Similarly, in 2013, the Maker Lab at Harold Washington became the first such space at a large urban library. It is an environment where people share knowledge and resources – laser cutters, sewing and knitting machines and more – to design and build items. Also in 2013, CPL expanded its Teacher in the Library program to offer homework help in all 80 locations. Additional help through Brainfuse made CPL’s homework assistance program the largest in the nation.
CPL became the largest public library system in the U.S., in 2019, to eliminate overdue fines on its items, which were seen by Mayor Lori Lightfoot as regressive and a barrier to economic inclusion. The library system met the COVID pandemic head-on, in 2020, by expanding online offerings such as eBooks and online homework help and by going remote with its 2020 Summer Learning Challenge, Teen Summer Challenge and One Book, One Chicago.
Public libraries today are not so much used for passive, recreational reading as they are for computer access, job training, early literacy exposure, which overall strengthens the community’s capacity for economic development as the economy shifts from the manufacturing era to the information age, ac-
cording to a 2007 study by the Urban Libraries Council. As a result, the buildings themselves – whether downtown or in the neighborhoods – stimulate nearby commercial growth.
CPL is helping commercial growth in two ways.

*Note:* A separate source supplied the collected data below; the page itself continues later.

PR #1798, opened 2021-10-29
changes for supporting user role for revocation of api key

saravanpa-aot:
*Issue #:*
https://github.com/bcgov/entity/issues/7071

*Description of changes:*

Just added staff and user role to api key delete end point


sumesh-aot (commented):
Need same change for GET keys too

sumesh-aot (approved):

PR #1817, opened 2021-11-19
9510 Reduced My Business Registry load time

severinbeauvais:
*Issue #:*
https://github.com/bcgov/entity/issues/9510

*Description of changes:*
- deleted obsolete AffiliatedEntityList component (and unit tests)
- deleted non-business table template code
- refactored isLoading
- ~don't call setup() initially~ _reverted (sometimes needed for initial load)_
- don't call syncBusinesses() if already running
- don't call syncBusinesses() if just run
- deleted obsolete FF code
- refactored syncBusinesses() to run using iterables and to make all network calls concurrently
- some lint fixes and minor cleanup


auth-web/src/components/auth/manage-business/EntityManagement.vue
```diff
@@ -1,12 +1,11 @@
 <template>
   <div>
```
severinbeauvais, line 2: Hide whitespace to see this diff correctly.

auth-web/src/components/auth/manage-business/EntityManagement.vue
```diff
@@ -291,22 +241,23 @@ import PasscodeResetOptionsModal from '@/components/auth/manage-business/Passcod
...
   private primaryBtnText = ''
   private secondaryBtnText = ''
   private primaryBtnHandler: () => void = undefined
   private secondaryBtnHandler: () => void = undefined
+  private lastSyncBusinesses = 0
 
   /** V-model for dropdown menu. */
   private addAffiliationDropdown: boolean = false
 
-  protected readonly currentAccountSettings!: AccountSettings
```
severinbeauvais, line 309: This is inherited from some mixins.

auth-web/src/store/modules/business.ts
```diff
@@ -25,10 +24,6 @@ export default class BusinessModule extends VuexModule {
   currentBusiness: Business = undefined
   businesses: Business[] = []
 
-  public get businessAffiliations (): Business[] {
```
severinbeauvais, line 28: Never used.

auth-web/src/store/modules/business.ts
```diff
@@ -40,72 +35,102 @@ export default class BusinessModule extends VuexModule {
     this.businesses = businesses
   }
 
-  @Action({ commit: 'setBusinesses', rawError: true })
```
severinbeauvais, line 43: I took out the "auto-commit" so it doesn't overwrite `businesses` on error. I now call setBusinesses() explicitly on line 133.

auth-web/src/store/modules/business.ts
```diff
@@ -40,72 +35,102 @@ export default class BusinessModule extends VuexModule {
...
-  public async syncBusinesses (): Promise<Business[]> {
-    const organization = this.context.rootState.org.currentOrganization
+  @Action({ rawError: true })
+  public async syncBusinesses (): Promise<void> {
+    /** Returns NR's approved name. */
```
severinbeauvais, line 40: I moved the helper functions to the top.

auth-web/src/store/modules/business.ts
```diff
@@ -40,72 +35,102 @@ export default class BusinessModule extends VuexModule {
...
+        return [] as Business[]
+      })
+    // console.log('*** affiliated entities =', affiliatedEntities) // eslint-disable-line no-console
 
-      return affiliatedEntities
-    }
+    // get only NR affiliations
+    const nameRequests = affiliatedEntities.map(entity => {
+      return (entity.corpType.code === CorpType.NAME_REQUEST) ? entity : null
+    })
```
severinbeauvais, line 82: I did this instead of filtering so that `nameRequests` is the same length as `affiliatedEntities`. I also did this in other statements below. The reason is so that I can write back into affiliatedEntries using an index on line 100.

auth-web/src/components/auth/manage-business/EntityManagement.vue
```diff
@@ -532,6 +489,13 @@ export default class EntityManagement extends Mixins(AccountChangeMixin, NextPag
 <style lang="scss" scoped>
   @import '$assets/scss/theme.scss';
 
+  .loading-container.grayed-out {
+    // these are the same styles as dialog overlay:
+    opacity: 0.46;
+    background-color: rgb(33, 33, 33); // grey darken-4
+    border-color: rgb(33, 33, 33); // grey darken-4
```
severinbeauvais, line 496: This changes the spinner to semi-transparent, so the user can see that the page is loading. It makes this "feel" faster :)

auth-web/src/store/modules/business.ts
```diff
@@ -40,72 +35,105 @@ export default class BusinessModule extends VuexModule {
...
+          return response.data.entities
         }
-      }
+        throw new Error(`Invalid response = ${response}`)
+      })
+      .catch(error => {
+        console.log('Error getting affiliated entities:', error) // eslint-disable-line no-console
+        return [] as Business[]
+      })
+    // console.log('*** affiliated entities =', affiliatedEntities) // eslint-disable-line no-console
```
severinbeauvais, line 77: Obviously I will remove all these logs in the final PR.

auth-web/src/store/modules/business.ts
```diff
@@ -40,72 +35,105 @@ export default class BusinessModule extends VuexModule {
...
 
-      return affiliatedEntities
-    }
+    // update store with initial results
+    this.setBusinesses(affiliatedEntities)
```
severinbeauvais, line 80: This displays the initial table (without all the NR updates). (The spinner is still displayed, but it gives feedback to the user that something is happening.)

severinbeauvais:
You guys can check out my code and run it locally to see it in action: `gh pr checkout 1817`

auth-web/src/components/auth/manage-business/EntityManagement.vue
```diff
@@ -352,24 +300,31 @@ export default class EntityManagement extends Mixins(AccountChangeMixin, NextPag
...
   private async setup () {
-    this.isLoading = true
+    // ensure syncBusinesses isn't already running
+    if (this.isLoading === 1) {
+      return
+    }
+
+    // ensure syncBusinesses hasn't just been run
+    if (Date.now() - this.lastSyncBusinesses < 2000) {
+      return
```
severinbeauvais, line 314: [Vue Debounce Decorator](https://www.npmjs.com/package/vue-debounce-decorator) did not work for `syncBusinesses()` so I implemented this instead.

severinbeauvais: I used a 2-second duration because I found that the account changed handler often took almost 1 second to trigger this (setup method) a second time.

auth-web/src/store/modules/business.ts
```diff
@@ -37,75 +32,98 @@ export default class BusinessModule extends VuexModule {
 
   @Mutation
   public setBusinesses (businesses: Business[]) {
-    this.businesses = businesses
+    this.businesses = [...businesses]
```
severinbeauvais, line 35: This is needed to trigger reactivity.

auth-web/src/store/modules/business.ts
```diff
@@ -37,75 +32,98 @@ export default class BusinessModule extends VuexModule {
...
+    const isConditionallyApproved = (nr): boolean =>
+      (nr.state === NrState.CONDITIONAL &&
+        [NrConditionalStates.RECEIVED, NrConditionalStates.WAIVED].includes(nr.consentFlag))
+
+    /** Returns True if NR is approved for one stop registration. */
+    const isApprovedForRegistration = (nr): boolean =>
+      nr.actions.some(action => action.filingName === LearFilingTypes.REGISTRATION)
+
+    // initialize store
+    this.setBusinesses([])
```
severinbeauvais, line 59: This clears the old table (which may be visible through the semi-transparent loading spinner.

auth-web/src/components/auth/manage-business/EntityManagement.vue
cameron-freshworks: Looks good.
Is this load time roughly consistent across environments?

cameron-freshworks (commented):
Looks fine to me! Obviously a little more complexity but it appears necessary to avoid frequent setups.  
Will run locally!

auth-web/src/components/auth/manage-business/EntityManagement.vue
severinbeauvais: I don't actually know. How would I test this? I think it's partly dependent on the environment's resources (web server/db).

That said, I expect it to be about the same. I don't see why it would be much different.

cameron-freshworks: Yea, i really don't think you could other than just watch the account change handler in Test (and prod if possible). 
I imagine it would be the same. 
If it was slower by 2-3 seconds for example would that be an issue though?

severinbeauvais: Yes, if it was longer than 2 seconds then the data/table would get loaded twice. That would suck. To test this, we would need a Prod user with an account with many affiliated entities/NRs. I'm thinking we wait for a user to complain about this.

FWIW, as far as I can tell, the delay in Test is the same as in Dev.

cameron-freshworks: kk, sounds good!

severinbeauvais: I could bump this up to 3000ms. It just has to be less than the time a speedy user would take to switch between accounts.

cameron-freshworks (approved):
Looks good! The ux is much improved with the loading transparency and the reduced affiliations requests.

severinbeauvais:
(I just spoke with Saravan and he's OK with this change.)

PR #1874, opened 2022-01-12
Auth Web - Implements Shared Breadcrumb

cameron-freshworks:
*Issue #:*
https://github.com/bcgov/entity/issues/10236

*Description of changes:*
* Imports and implements Shared Breadcrumb
* Removes Navigation tab bar
* Updated routes with Meta + Breadcrumb data


auth-web/src/App.vue
```diff
@@ -32,7 +32,7 @@
           <v-icon>mdi-close</v-icon>
         </v-btn>
       </v-snackbar>
-      <navigation-bar :configuration="navigationBarConfig" :hide="!showNavigationBar" />
+      <BreadCrumb v-if="showNavigationBar" class="pl-8" :breadcrumbs="breadcrumbs" />
```
severinbeauvais, line 35: Are you sure this needs "pl-8"? Or should it be in the same container as the body and only go to the container margins? Eg,

image

auth-web/src/App.vue
```diff
@@ -117,27 +107,16 @@ export default class App extends Mixins(NextPageMixin) {
...
-      ]
-    }
+  /** The route breadcrumbs list. */
+  get breadcrumbs (): Array<BreadcrumbIF> {
+    const breadcrumbs = [...(this.$route?.meta?.breadcrumb || [])]
+
+    // Apply dynamic return crumb depending on user role
+    // This will be replaced when we have our UBER dashboard / high level marketing page
+    const defaultCrumb = this.currentUser?.roles?.includes(Role.Staff) ? StaffDashboardBreadcrumb : HomeBreadCrumb
+    if (this.$route?.name === 'business') { breadcrumbs.unshift(defaultCrumb) }
```
severinbeauvais, line 117: Move block content to new line (or don't use curly braces) (but I prefer the former).

auth-web/src/assets/styles/theme.scss
```diff
@@ -0,0 +1,69 @@
+// Gray Palette
```
severinbeauvais, line 1: A full, duplicate copy of the theme variables isn't what I had in mind.

I thought this file would only contain:
```
import "@/assets/scss/theme.scss"
```

shabeeb-aot, line 1: I suppose we need this file since we didn't build shared component. I think we have to prioritize compiled shared components else we will be duplicating codes. Can we add only those colour codes needed for these components in this file and remove everything else. Else it may change the existing style in sbc-auth

auth-web/src/resources/BreadcrumbResources.ts
```diff
@@ -0,0 +1,19 @@
+import { BreadcrumbIF } from '@bcrs-shared-components/interfaces'
```
shabeeb-aot, line 1: Is this common for all applications? if so we can import from shared components only. We don't have a resources folder yet. Can we use this file inside the util folder for better structure? This will be one file inside folder

auth-web/src/assets/styles/theme.scss
cameron-freshworks: ah i see you what you mean now.

auth-web/src/App.vue
cameron-freshworks: will do!

auth-web/src/App.vue
cameron-freshworks: Where it is right now, it does require it. I think there is additional padding inside the views, which required some additional padding on the app level. Can have another look though.

severinbeauvais: The reason I'm asking is that the margins change depending on screen width.

The breacrumb should line up with the left side as above.

auth-web/src/routes/router.ts
```diff
@@ -120,35 +121,70 @@ export function getRoutes (): RouteConfig[] {
...
+            showNavBar: true
+          }
         },
         {
           path: 'incorporate-or-register',
+          name: 'incorporate-or-register',
           component: IncorpOrRegisterView,
-          meta: { showNavBar: false }
+          meta: {
+            breadcrumb: [
```
shabeeb-aot, line 164: will it be better to keep breadcrumb in one place? either in resources file or inline like this?

auth-web/src/App.vue
cameron-freshworks: Done in next commit

auth-web/src/assets/styles/theme.scss
cameron-freshworks: Done in next commit

cameron-freshworks: Refactored this to provide an access file for our shared components that imports the theme.file from it's current location. 
No changes to original theme files other than add an additional theme colour that has been introduced prior. 
`app-dk-blue`.

auth-web/src/resources/BreadcrumbResources.ts
cameron-freshworks: This isn't common for all as of yet. 
I believe once the Uber Dashboard or highest level landing/marketing page is complete, we can then then create a common resource. Could look at doing this now though, whatever you prefer.

auth-web/src/routes/router.ts
cameron-freshworks: It can be done like that when the crumb is common but each of these routes require a unique `to` defined. 
Not sure exactly what you mean. 
Do you want to define all of these in a resource and import then into the routes?

cameron-freshworks: I think in these cases it's ok in the routes but if we were to re use these specific crumbs it would make sense to make it a resource. I just can't think of where else we would reuse at this time.

auth-web/src/App.vue
cameron-freshworks: For sure, this isn't achievable on the app level from what i can see even when placed inside the`app-body`. 
Would require to be about 4 levels down in the Views themselves.. so i'm not sure. Will keep looking.

severinbeauvais: What if you wrap it in a container?

Or move it elsewhere?

cameron-freshworks: So this worked without issue in the other UI's and i think it's due to something locally overriding the `no-gutters` class that the shared component uses. 
Will keep looking in what the root cause of the override is, otherwise i will try to explicitly set. Don't want to change the Shared Component in this instance as i believe it is some local styling. 
👀

cameron-freshworks: OK yea, found it in the `layout` overrides.. basically nullifies any instance of `no-gutters` so i will look into the implications of remove this override.

cameron-freshworks: Removed the override and fixed some elements that were compensating for this previously

auth-web/src/assets/styles/theme.scss
cameron-freshworks: Updated in prior commit

severinbeauvais (approved):

auth-web/src/resources/BreadcrumbResources.ts
cameron-freshworks: To follow up on this, it will be tricky as until each UI has a set configuration object that differs between them. 
ie the filings UI refers to Auth Web home as the `BUSINESS_URL` and auth web refers to itself as `AUTH_WEB_URL` etc. 
So in order to make 1 common resource we would either need..
a) all the configuration objects to follow a standard naming convention
b) have local customization of these resourced objects (which we sort of land us in the same spot we are now anywho)

auth-web/src/routes/router.ts
shabeeb-aot: In someplace, used as breadcrumb: [DashboardBreadcrumb], and other places using only text from resources (text: HomeBreadCrumb.text). So I was thinking to use one pattern. or even if we are using only text, better to add in the language file and use it in both places. (ie in resource text  and HomeBreadCrumb.text). I think its fine now as you mentioned above :)

shabeeb-aot (approved):

auth-web/src/routes/router.ts
cameron-freshworks: Ahh i see you what you mean, absolutely that makes sense.

auth-web/src/assets/styles/theme.scss
```diff
@@ -0,0 +1 @@
+@import "$assets/scss/theme.scss";
```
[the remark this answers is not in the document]
cameron-freshworks: Awesome, yea i look forward to learning more about that approach!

First, in a partnership with the Chicago Housing Authority, neighborhood branches anchor new developments at Independence, Northtown and Little Italy. There is also a new library at Altgeld Gardens, combined with a childcare facility. Second, new branches are being planned as part of mixed-use developments planned for Back of the Yards and Humboldt Park, through the INVEST South/West initiative, which clusters public infrastructure expenditures (on streets, transit and more), to encourage private sector investment in offices, housing, retail and restaurants.
“We are thrilled to unveil new library locations that are not just spaces to access information, but also serve as catalysts for community growth and development,” said CPL Commissioner Chris Brown. “In addition, these projects support educational milestones, provide vibrant cultural hubs and bridge the broadband gap by bringing together books, technology, and community services to create vibrant, mixed-use spaces that will benefit residents for generations to come.”
“The inclusion and creative reimagining of library resources as community hubs within the buildings, elevates these simple, mixed-use, residential projects to the status of new civic icon,” said Department of Planning and Development Commissioner Maurice Cox. “Centered around colorful, light-filled multi-purpose spaces that serve as a beacon and focal point visually for the neighborhood, they underscore ‘Hey, this is the cool place to be!’”
Top row: Circa 1980s to 90s, researching the Harsh archives. 1990, construction on the Harold Washington Library Center. 2013, a staff member works with a patron in the Maker Lab. Second row: Chicago Public Library receives the National Medal for Museum and Library service in 2015 with (L to R): Chris Force, Brian Bannon, and Michelle Obama. Guest author Alice Waters one Book, One Chicago 2016-17 seaason. Young patrons
celebrate getting their first library card in 2022.